Now you are ready for the next step!

Identify Single Copy Core Genes and extract them with Anvio

This part was tested in Anvio v7.1 and v8.0; if you have an older version, we do not know how it works. 
Be prepared to exercise some patience, as importing genomes into the database format in Anvio can take a considerable amount of time.
Once the genomes are imported, coding sequences will be annotated using Prodigal. Anvio will utilize this information to identify all the single-copy core genomes shared across your datasets and produce a new FASTA file containing the amino acid sequences.
For our analysis, we will only retain genes with a geometric and functional index ≥0.8 for each gene. For more details, please refer to the relevant section of the Anvio tutorial. 
A Friendly Reminder!!
If you utilize this pipeline, don’t forget to cite the Anvioand Prodigal papers!

Command
Obtaining Single Copy Core Genes
#Reformat fasta files to be compatible with Anvio.
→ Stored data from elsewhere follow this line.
PR #97, opened 2025-10-02
patch: Upgrades V3 implementation

Gu1nness:
## 🏷 Type of changes

- [ ] Documentation Update
- [ ] Tooling and CI changes

## 📝 Description

This is the implementation of  [refresh-v3](canonical-charm-refresh.readthedocs-hosted.com/latest/).
It replaces the old implementation of refreshes V2, being more stable and having a real implementation as a library.
The biggest changes:
 * In the pre-refresh checks, the charm doesn't connect directly to a shard to see that the data was migrated, because MongoDB 8 forbids so. Instead, it checks that the primary was indeed changed and that the data was accessible
 * Removal of the `post_app_upgrade` and `post_cluster_upgrade` custom ops events. They don't work well with refresh V3, and have hence been replaced by a logic that runs automatically on all events under some conditions.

New files will have the extension ".fa"
for i in `ls -1 *.fasta | sed 's/.fasta//'`
do
anvi-script-reformat-fasta $i\.fasta \
                           -o $i\.fa \
                           -l 1000 \
                           --simplify-names --seq-type NT >> ../logs/reformat.log 2>&1
    anvi-gen-contigs-database -f $i\.fa -o $i\.db >> ../logs/database.log 2>&1
    anvi-run-hmms -c $i\.db -T 32 >> ../logs/hmms.log 2>&1
done
#Some bash codes to create a requires file called to perform pangenomics (yes, we are doing that)
ls -1 *.db > path.txt
sed -i '1s/^/contigs_db_path\n/' path.txt
ls -1 *.db | sed 's/.db//' > name.txt
sed -i '1s/^/name\n/' name.txt
paste name.txt path.txt > external-genomes.txt
rm name.txt path.txt
#Save the genomes in a new Anvio database and perform pangenomics
anvi-gen-genomes-storage -e external-genomes.txt -o Filo-GENOMES.db >> \
../logs/storage.log 2>&1
anvi-pan-genome -g Filo-GENOMES.db --project-name Filo --num-threads 32 >> \
../logs/pangenome.log 2>&1
#Create the new file with all SCCGs with a geometric and functional index over 0.8
NG=$(ls *.fasta | wc -l)
anvi-get-sequences-for-gene-clusters -g Filo-GENOMES.db -p Filo/Filo-PAN.db \
-o core-sequences.fasta \
--max-num-genes-from-each-genome 1 --min-num-genomes-gene-cluster-occurs "${NG}" \
--concatenate-gene-clusters --min-geometric-homogeneity-index 0.8 \
--min-functional-homogeneity-index 0.8 >> ../logs/core.log 2>&1

The new FASTA file is named proteins-sequences.fasta. If you want to know how many genes were used to create this file, you can check the core.log file in the logs folder.
Since we gathered a large number of genes at this step, using amino acid sequences works well and requires less time and computational resources. 

We will run the phylogenomic tree (finally)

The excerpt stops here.